London’s Burning: The English Riots and the shape of future things to come

We are re-publishing the recent article by members of the Irish anarchist organization, Workers Solidarity Movement. It is the most comprehensive analysis of the dramatic events that swept over England during the early weeks of August – events that still are very much in motion and look to shape the future of English social politics.

We find the riots – their cause, their expression, and the State response – of specific interest to us over here on the other side of the Atlantic. In today’s globalized world, capitalist relations, communication, culture, immigration are all creating commonalities between our localities that formerly seemed so far a part.

Core capitalist zones are undergoing a process of hollowing out where once there was concentrated industry, shipping, and commerce,  we are now faced with a social reality defined by  mass and multi-generational unemployment, cuts in state social assistance programs, structural racism and class inequalities, and the fraying of any working class social, family and community codes and structures. All this has given rise to new classes of the working class and poor whose cohesion is based on social abandonment and permanent exclusion.

The riots of England may be a further defining of the emerging terrain of our social reality – both the restructuring of, and the varied character of the forms of resistance to, class society. Fragmented and often contradictory this popular resistance simultaneously contains collective and potentially liberatory elements as well as elements that reflect irrational and reactionary capitalist consciousness:  egoism, selfishness, and anti-social criminality. Even while attacking the System we see a dual character of the popular unrest playing out in an intra class struggle, the positive currents attempting to define a course against the destructive and dystopian ones.

But if capitalism is creating generalized outcomes there must be revolutionary alternatives themselves generalized that link together the varied forces into a viable challenge to the System itself. If the English riots further demonstrate in a short, sharp, shock the secular faults within the authoritarian and capitalist society, then identifying both the activity and the openings in consciousness that allow for a radical re-questioning of what works, what doesn’t, and what has to change is an essential task.

The riots themselves and the spontaneous forms of resistance and organization all represent facets of organization; from coordinated attacks on cops, to mass shoplifting, the emergence of community self-defense associations, multiracial anti-racist and anti-fascist street mobilizations to counter attacks by far-Right groups like the BNP and EDL that themselves were semi-spontaneous developments. Whether we agree with it all or not, these all represent levels of self-activity and organization as a direct response to a temporary breakdown in the Systems control.

This is why the riots across England relate and resonate with us here in the United States.
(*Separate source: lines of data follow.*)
PR #31, opened 2017-01-18
TCP migration to tokio, part II

NikVolf:
- dispatching messages for peers

### DIFF
--- a/tcp/src/dispatch.rs
+++ b/tcp/src/dispatch.rs
@@ -18,66 +18,65 @@ use std;
 use std::net::SocketAddr;
 use std::sync::{Arc, Mutex};
 
-use futures::{task, Stream, Poll, Async};
+use futures::{Stream, Poll, Async, Sink, Future};
+use futures::sync::mpsc;
 
-use std::collections::{HashMap, VecDeque};
-use std::collections::hash_map::Entry;
+use std::collections::HashMap;
 
-
-pub type MessageQueue = Mutex<HashMap<SocketAddr, VecDeque<String>>>;
-pub type TaskNotificationQueue = Mutex<Vec<task::Task>>;
+pub type SenderChannels = Mutex<HashMap<SocketAddr, mpsc::Sender<String>>>;
 
 pub struct PeerMessageQueue<S: Stream> {
     up: S,
-    queue: Arc<MessageQueue>,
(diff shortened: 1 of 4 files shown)


tcp/src/dispatch.rs
```diff
@@ -0,0 +1,125 @@
...
+use futures::{task, Stream, Poll, Async};
+
+use std::collections::{HashMap, VecDeque};
+use std::collections::hash_map::Entry;
+
+
+pub type MessageQueue = Mutex<HashMap<SocketAddr, VecDeque<String>>>;
+pub type TaskNotificationQueue = Mutex<Vec<task::Task>>;
+
+pub struct PeerMessageQueue<S: Stream> {
```
NikVolf: This stream produces same data as `up` stream + also adds messages from the queue

It parks current task when there are neither request responses nor queued messages and unparks once any message is pushed (task can also be unparked by the `up` stream itself - chacked in `message` test)

NikVolf:
@tomusdrw 
Sure it looks cleaner, will try to use this, thanx!

NikVolf:
Well seems that your suggestion won't work that well (at least i cannot make it so)

There is a problem with this sender lifetime

If we save it somewhere inside the server, then peer service will never end because receiver will never stop the stream (that's the receiver-sender channel behavior)

if we don't save, we won't be able to send anything to it other than via some polling queue which will again do tasks parking/unparking

which is already implemented here

so i can't see how mpsc channel can make things cleaner/easier here

tcp/src/tests.rs
```diff
@@ -171,3 +171,99 @@ fn peer_meta() {
...
+
+    thread::spawn(move || server.run().expect("Server must run with no issues"));
+    wait(100);
+
+    let mut core = Core::new().expect("Tokio Core should be created with no errors");
+    let timeout = Timeout::new(::std::time::Duration::from_millis(100), &core.handle())
+        .expect("There should be a timeout produced in message test");
+    let mut buffer = vec![0u8; 1024];
+    let mut buffer2 = vec![0u8; 1024];
+    let executed_dispatch = Mutex::new(false);
```
tomusdrw: Wouldn't `RefCell` be enough? Where is the `Sync` requirement comming from?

We feel that there does exist shared commonalities and in the cities we live and organize in, the upsurges that lit up in over a dozen cities across the country in less than 48 hours, could and will happen here. North London is Oakland, California. Manchester, Liverpool, and Birmingham are Chicago, New Orleans, and Detroit.

The riots started with the police murder of an afro-Caribbean man, Mark Duggan. Duggan’s death lead to protest, which after police reportedly attacked a woman in the justice march, sparked off the unrest. Even this police murder seems like the likely situation to spark of unrest here.

If we have one criticism of the WSM article it is that it spends to little time on what anarchist and revolutionary activity and intervention looked like and or could be and what perhaps a revolutionary working-class program with demands to win via struggle might look like. During the later period of the riots and since, there have been reports of organized community assemblies aimed at creating an open, directly democratic forum for discussion within those communities that saw intense conflict. These small attempts are worth looking at and possibly identifying as forms to emulate.

We thank the WSM for their work at drafting this analysis and hope that it contributes to a deepening of our collective understanding of our common future. We also encourage readers to comment here at our site or at the WSM initiated international Anarkismo site.

Excerpt from article, London burns – causes & consequences of the riots – an anarchist perspective

“The police killing of Mark Duggan resulted in four nights of rioting across England. The immediate trigger was the killing itself, and the disrespect shown by the police to Mark’s family and friends. But the riots rapidly broadened to expressions of a more general anger and alienation; an anger that was all too often unfocused and striking out at the nearest target of opportunity. This resulted in widespread destruction of resources in already deprived neighborhoods and some anti-social attacks on bystanders. Despite this, the roots of the riots lie in the economic and political conditions of these districts, and not in ‘poor parenting’ or ‘mindless criminality’. These conditions were created by the very politicians and business elite who now call for a return to normality and repression.

The riots happened at a particular moment, a moment when capitalism is in deep crisis. Indeed the riots occurred at the same time as yet another crash in global markets. The two competed with each other to be the lead story on the news. This is not a coincidence; the crash, and the cuts unleashed to impose it’s costs on ordinary people, mean not only rocketing unemployment but also the slashing of public services. And while the focus is on the estimated £200 million of destruction caused by the rioting, this pales into insignificance in comparison with the huge destruction of wealth taking place on the stock exchanges.”